Copy, exactly and without additions, every line in the records below from the one holding "PR #33, opened 2024-12-25" through the one holding "Formerly the backend", both ends included.

%%

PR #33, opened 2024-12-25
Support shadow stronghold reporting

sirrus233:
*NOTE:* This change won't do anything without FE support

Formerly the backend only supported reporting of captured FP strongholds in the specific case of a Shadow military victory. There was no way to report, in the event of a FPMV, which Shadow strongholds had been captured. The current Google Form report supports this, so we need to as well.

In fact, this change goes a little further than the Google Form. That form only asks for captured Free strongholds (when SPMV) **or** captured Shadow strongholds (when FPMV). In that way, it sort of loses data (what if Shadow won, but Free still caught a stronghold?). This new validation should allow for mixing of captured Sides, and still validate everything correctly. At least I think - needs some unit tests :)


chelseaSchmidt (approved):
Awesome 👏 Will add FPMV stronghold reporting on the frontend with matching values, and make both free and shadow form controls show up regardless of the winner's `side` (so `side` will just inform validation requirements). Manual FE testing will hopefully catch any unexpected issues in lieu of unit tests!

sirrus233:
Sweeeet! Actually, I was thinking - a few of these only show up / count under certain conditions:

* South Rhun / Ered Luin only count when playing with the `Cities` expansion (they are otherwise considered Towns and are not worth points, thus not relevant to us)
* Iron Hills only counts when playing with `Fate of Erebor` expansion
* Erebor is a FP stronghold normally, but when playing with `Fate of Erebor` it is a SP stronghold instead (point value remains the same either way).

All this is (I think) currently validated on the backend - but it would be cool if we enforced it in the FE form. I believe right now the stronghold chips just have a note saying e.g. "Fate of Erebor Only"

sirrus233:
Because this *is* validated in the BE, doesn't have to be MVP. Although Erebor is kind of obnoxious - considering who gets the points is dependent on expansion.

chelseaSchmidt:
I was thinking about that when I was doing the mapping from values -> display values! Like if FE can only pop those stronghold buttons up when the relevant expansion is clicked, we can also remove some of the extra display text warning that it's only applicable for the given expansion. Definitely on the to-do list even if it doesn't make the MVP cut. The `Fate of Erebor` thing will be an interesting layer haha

%%
%%

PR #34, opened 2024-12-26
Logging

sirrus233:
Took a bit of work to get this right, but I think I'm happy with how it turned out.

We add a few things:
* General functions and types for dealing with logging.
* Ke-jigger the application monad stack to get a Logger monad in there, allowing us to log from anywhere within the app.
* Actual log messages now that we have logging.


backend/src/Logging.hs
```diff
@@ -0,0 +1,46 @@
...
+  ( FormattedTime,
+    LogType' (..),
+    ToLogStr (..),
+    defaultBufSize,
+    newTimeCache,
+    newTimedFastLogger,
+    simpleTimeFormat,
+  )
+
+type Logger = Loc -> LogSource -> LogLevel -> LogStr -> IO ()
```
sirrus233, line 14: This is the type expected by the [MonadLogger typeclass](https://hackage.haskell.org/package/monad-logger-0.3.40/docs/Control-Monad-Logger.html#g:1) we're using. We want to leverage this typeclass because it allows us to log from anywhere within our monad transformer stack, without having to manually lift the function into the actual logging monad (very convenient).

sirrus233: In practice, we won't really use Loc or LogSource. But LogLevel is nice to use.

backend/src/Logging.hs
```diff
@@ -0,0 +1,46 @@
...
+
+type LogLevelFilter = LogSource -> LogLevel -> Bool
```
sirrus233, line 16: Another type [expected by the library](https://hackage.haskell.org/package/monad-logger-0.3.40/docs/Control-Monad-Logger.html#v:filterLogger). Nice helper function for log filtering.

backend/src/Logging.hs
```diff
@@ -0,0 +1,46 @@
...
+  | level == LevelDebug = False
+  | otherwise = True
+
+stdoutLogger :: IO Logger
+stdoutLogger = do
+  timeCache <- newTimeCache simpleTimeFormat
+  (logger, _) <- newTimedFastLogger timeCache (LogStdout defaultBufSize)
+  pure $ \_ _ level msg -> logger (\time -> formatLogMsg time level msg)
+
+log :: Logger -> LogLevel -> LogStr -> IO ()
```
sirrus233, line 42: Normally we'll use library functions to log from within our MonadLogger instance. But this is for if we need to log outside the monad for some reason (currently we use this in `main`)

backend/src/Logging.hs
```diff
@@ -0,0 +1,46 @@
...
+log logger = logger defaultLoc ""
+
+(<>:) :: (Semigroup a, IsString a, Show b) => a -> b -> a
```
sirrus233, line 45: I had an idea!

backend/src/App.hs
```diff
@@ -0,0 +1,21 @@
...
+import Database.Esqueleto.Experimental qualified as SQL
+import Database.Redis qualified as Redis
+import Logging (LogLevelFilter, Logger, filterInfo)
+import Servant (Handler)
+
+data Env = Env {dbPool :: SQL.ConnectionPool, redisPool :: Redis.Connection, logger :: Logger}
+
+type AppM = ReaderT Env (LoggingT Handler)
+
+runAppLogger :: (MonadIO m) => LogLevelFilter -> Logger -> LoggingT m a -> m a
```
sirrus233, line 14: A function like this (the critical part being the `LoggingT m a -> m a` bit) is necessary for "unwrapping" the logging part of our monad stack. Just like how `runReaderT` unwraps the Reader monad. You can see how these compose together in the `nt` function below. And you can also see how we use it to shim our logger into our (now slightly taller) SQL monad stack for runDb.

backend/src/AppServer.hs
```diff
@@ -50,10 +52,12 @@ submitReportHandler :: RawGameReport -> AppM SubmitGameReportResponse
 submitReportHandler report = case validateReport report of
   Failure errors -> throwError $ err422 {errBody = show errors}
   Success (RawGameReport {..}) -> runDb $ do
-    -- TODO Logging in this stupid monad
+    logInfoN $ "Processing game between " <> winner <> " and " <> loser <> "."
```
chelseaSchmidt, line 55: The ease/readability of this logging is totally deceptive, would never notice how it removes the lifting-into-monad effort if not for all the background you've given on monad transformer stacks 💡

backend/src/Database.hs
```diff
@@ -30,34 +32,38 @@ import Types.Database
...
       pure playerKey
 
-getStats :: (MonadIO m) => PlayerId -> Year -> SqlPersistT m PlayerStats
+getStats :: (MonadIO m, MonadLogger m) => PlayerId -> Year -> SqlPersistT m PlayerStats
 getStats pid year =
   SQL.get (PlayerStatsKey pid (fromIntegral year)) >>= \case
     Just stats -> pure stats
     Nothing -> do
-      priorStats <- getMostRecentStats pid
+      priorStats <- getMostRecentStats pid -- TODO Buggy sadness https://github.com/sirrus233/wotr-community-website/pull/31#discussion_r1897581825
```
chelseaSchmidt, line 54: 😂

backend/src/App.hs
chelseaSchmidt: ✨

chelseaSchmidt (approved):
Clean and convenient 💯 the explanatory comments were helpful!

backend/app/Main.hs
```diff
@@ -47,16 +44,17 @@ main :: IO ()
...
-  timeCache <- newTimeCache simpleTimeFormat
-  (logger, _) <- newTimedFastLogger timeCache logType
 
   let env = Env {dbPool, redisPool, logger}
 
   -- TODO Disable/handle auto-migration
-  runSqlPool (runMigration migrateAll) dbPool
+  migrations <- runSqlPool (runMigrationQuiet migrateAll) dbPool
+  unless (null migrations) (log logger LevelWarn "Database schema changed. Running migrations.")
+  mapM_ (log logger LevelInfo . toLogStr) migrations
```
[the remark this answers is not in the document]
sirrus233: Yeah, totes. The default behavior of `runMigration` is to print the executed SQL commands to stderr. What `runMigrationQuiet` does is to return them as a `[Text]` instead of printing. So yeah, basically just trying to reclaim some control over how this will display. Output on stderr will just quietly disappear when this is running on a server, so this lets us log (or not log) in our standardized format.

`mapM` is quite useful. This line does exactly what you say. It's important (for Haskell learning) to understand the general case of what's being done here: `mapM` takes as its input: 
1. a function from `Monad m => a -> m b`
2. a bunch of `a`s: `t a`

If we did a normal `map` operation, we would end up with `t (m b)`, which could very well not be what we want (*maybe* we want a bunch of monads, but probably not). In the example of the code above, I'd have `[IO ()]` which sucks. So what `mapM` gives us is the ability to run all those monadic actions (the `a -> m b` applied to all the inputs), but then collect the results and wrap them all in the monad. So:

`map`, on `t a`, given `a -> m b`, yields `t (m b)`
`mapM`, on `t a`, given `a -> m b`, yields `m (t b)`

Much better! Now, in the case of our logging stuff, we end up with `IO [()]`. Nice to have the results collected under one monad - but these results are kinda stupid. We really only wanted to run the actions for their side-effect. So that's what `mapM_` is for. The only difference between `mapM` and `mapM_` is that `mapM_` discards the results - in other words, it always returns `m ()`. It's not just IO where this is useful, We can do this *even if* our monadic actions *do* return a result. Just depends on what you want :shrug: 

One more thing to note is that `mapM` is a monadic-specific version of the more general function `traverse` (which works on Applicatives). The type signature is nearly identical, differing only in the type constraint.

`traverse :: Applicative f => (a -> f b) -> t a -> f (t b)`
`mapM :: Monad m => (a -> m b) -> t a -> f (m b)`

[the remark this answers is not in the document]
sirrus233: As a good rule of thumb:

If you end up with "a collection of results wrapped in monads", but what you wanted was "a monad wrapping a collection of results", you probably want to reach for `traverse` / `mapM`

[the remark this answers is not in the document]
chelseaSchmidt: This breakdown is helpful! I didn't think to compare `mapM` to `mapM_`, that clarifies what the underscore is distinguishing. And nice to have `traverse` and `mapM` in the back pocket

%%
%%

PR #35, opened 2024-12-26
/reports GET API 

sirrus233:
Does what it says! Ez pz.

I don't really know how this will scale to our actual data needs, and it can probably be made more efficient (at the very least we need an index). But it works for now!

%%

▶ [Written solution]
PR #33, opened 2024-12-25
Support shadow stronghold reporting

sirrus233:
*NOTE:* This change won't do anything without FE support

Formerly the backend only supported reporting of captured FP strongholds in the specific case of a Shadow military victory. There was no way to report, in the event of a FPMV, which Shadow strongholds had been captured. The current Google Form report supports this, so we need to as well.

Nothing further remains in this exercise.